From the records below, copy the lines that include "these".

(Saved data entries)
^^^^^^^^^^^^^^^^

PR #1414, opened 2019-02-28
ignore emacs temp files

Haijuncao:


.gitignore
```diff
@@ -1,3 +1,4 @@
+*~
```
justinjc: Is this for emacs?

Haijuncao: yes

PR #1417, opened 2019-03-01
[kv] Add capability to add a generic updating watcher on a KV store

arnikola:
Allows clients to watch generic values specialized to their needs, useful for clients which are watching a single complex KV field.


src/cluster/kv/util/lock_test.go
```diff
@@ -896,6 +898,94 @@ func TestWatchAndUpdateWithValidationTime(t *testing.T) {
...
 }
 
+// NB: uses a map[string]int64 as a standin for a generic type
+func TestWatchAndUpdateWithValidationGeneric(t *testing.T) {
+	testConfig := struct {
+		sync.RWMutex
+		v map[string]int64
+	}{}
+
+	valueFn := func() map[string]int64 {
```
prateek: hm isn't this racy? -- this function returns a reference to a map which users can use without holding lock. does the race detector not pick it up?

arnikola: Yeah, weirdly race detector didn't mind even over a bunch of writes; cloned the map instead just to be safe

PR #1419, opened 2019-03-02
WIP: [m3collector] implements prometheus remote write api

eahydra:
Hi, we had ran the m3collector with m3aggregator succeed, and we modified the Prometheus code that embedded the m3collector into Prometheus which implements Prometheus Storage Interface.

Now we have separate the code from our internal Prometheus version and merge into the m3collector that implements the Prometheus Remote Write API. And we want to feedback to M3DB

### DIFF
--- a/src/collector/api/v1/handler/prometheus/remote/write.go
+++ b/src/collector/api/v1/handler/prometheus/remote/write.go
@@ -1,0 +1,113 @@
+package remote
+
+import (
+	"fmt"
+	"io/ioutil"
+	"math"
+	"net/http"
+
+	"github.com/m3db/m3/src/collector/reporter"
+	"github.com/m3db/m3/src/metrics/metric/id"
+	"github.com/m3db/m3/src/query/models"
+	"github.com/m3db/m3/src/query/storage"
+	"github.com/m3db/m3/src/x/serialize"
+	"github.com/m3db/m3x/instrument"
+
+	"github.com/gogo/protobuf/proto"
+	"github.com/golang/snappy"
+	"github.com/prometheus/prometheus/prompb"
+)
+
+const (
+	WriteURL         = "/api/v1/write"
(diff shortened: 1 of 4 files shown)


robskillington:
@eahydra thank you for this!

src/collector/api/v1/handler/prometheus/remote/write.go
```diff
@@ -0,0 +1,113 @@
...
+				http.Error(w, err.Error(), http.StatusInternalServerError)
+				return
+			}
+		}
+	}
+
+	w.WriteHeader(http.StatusOK)
+}
+
+func (h *PromWriteHandler) newMetricID(l []*prompb.Label) (id.ID, error) {
```
robskillington: We should probably move this logic to a central place so we don't duplicate this with the existing remote write logic. 

Perhaps we can put it in the `src/cmd/coordinator/downsample` package and export it?

src/collector/server/id_pool_types.go
```diff
@@ -0,0 +1,342 @@
...
+	"github.com/m3db/m3/src/x/serialize"
+	"github.com/m3db/m3x/checked"
+	"github.com/m3db/m3x/ident"
+	"github.com/m3db/m3x/pool"
+
+	"github.com/prometheus/common/model"
+)
+
+var (
+	defaultMetricNameTagName = []byte(model.MetricNameLabel)
```
robskillington: Similar to above in this file, we should probably export logic to a central place so we don't duplicate this with the existing remote write logic. 

Perhaps we can export these types from `src/cmd/coordinator/downsample`?

src/collector/api/v1/handler/prometheus/remote/write.go
eahydra: Yeah, I will refer to your comments to make changes.

PR #1420, opened 2019-03-02
construct service once and have it shared by tchannel and http servers

Haijuncao:


Haijuncao:
> Mostly LGTM, just two comments:
> 
> Hard to tell from C.I but you have these minor lint issues which is why its failing:
> 
> ```shell
> src/dbnode/network/server/httpjson/node/server.go:38:2:warning: unused struct field github.com/m3db/m3/src/dbnode/network/server/httpjson/node.server.ttopts (structcheck)
> --
>   | src/dbnode/network/server/httpjson/node/server.go:38:2:warning: field ttopts is unused (U1000) (unused)
> ```
> 
> Also, now that we've fixed this, could you bump the size of the the constant `writeBatchPooledReqPoolSize` from `1024` to `4096`? The reason I discovered this issue is I wanted to make that constant bigger and then I noticed we were allocating the pools twice.
> 
> Ideally the pool size would be controlled by config, but changing the constant is good enough for now.
I will make another diff for change default pool size. Maybe also make the pool size configurable.

PR #1421, opened 2019-03-02
Use Seek() and Read() APIs for index/data files instead of mmap + share expensive seeker resources among seekers

richardartoul:
Had to create a new P.R for C.I reasons, see previous comments / discussion on #1299


src/dbnode/persist/fs/msgpack/decoder.go
```diff
@@ -41,13 +43,17 @@ var (
 	emptyLogEntry               schema.LogEntry
 	emptyLogMetadata            schema.LogMetadata
 	emptyLogEntryRemainingToken DecodeLogEntryRemainingToken
-)
 
-var errorUnableToDetermineNumFieldsToSkip = errors.New("unable to determine num fields to skip")
+	errorUnableToDetermineNumFieldsToSkip          = errors.New("unable to determine num fields to skip")
+	errorCalledDecodeBytesWithoutByteStreamDecoder = errors.New("called decodeBytes with out byte stream decoder")
```
robskillington: nit: rename this to `errThing... =` rather than `errorThing... = ` for consistency with other packages/etc.

src/dbnode/persist/fs/seek.go
```diff
@@ -383,55 +369,106 @@ func (s *seeker) SeekByIndexEntry(entry IndexEntry) (checked.Bytes, error) {
...
+	resources.xmsgpackDecoder.Reset(resources.fileDecoderStream)
 
 	idBytes := id.Bytes()
-	// Prevent panic's when we're scanning to the end of the buffer
-	for stream.Remaining() != 0 {
-		entry, err := s.decoder.DecodeIndexEntry()
-		// Should never happen, either something is really wrong with the code or
-		// the file on disk was corrupted
+	for {
+		currOffset, err := s.indexFd.Seek(0, os.SEEK_CUR)
```
robskillington: Is this call necessary?  Seems this is not needed because `Seek(0, SEEK_CUR)` should cause no change as `SEEK_CUR` means "seek relative to the current offset",

robskillington: Can't we just keep track of `currOffset` ourselves and avoid this syscall?

robskillington: I have looked at the different interfaces, looks difficult to actually call like `.xmsgpackDecoder.Position()` or whatever which can call the reader underneath.

Maybe just add a comment here that in the future we can remove this Seek (and consequently syscall) call by tracking the position ourselves with some refactoring of interfaces/etc?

^^^^^^^^^^^^^^^^

**PROBLEM SOLUTION:**
Perhaps we can export these types from `src/cmd/coordinator/downsample`?
> Hard to tell from C.I but you have these minor lint issues which is why its failing:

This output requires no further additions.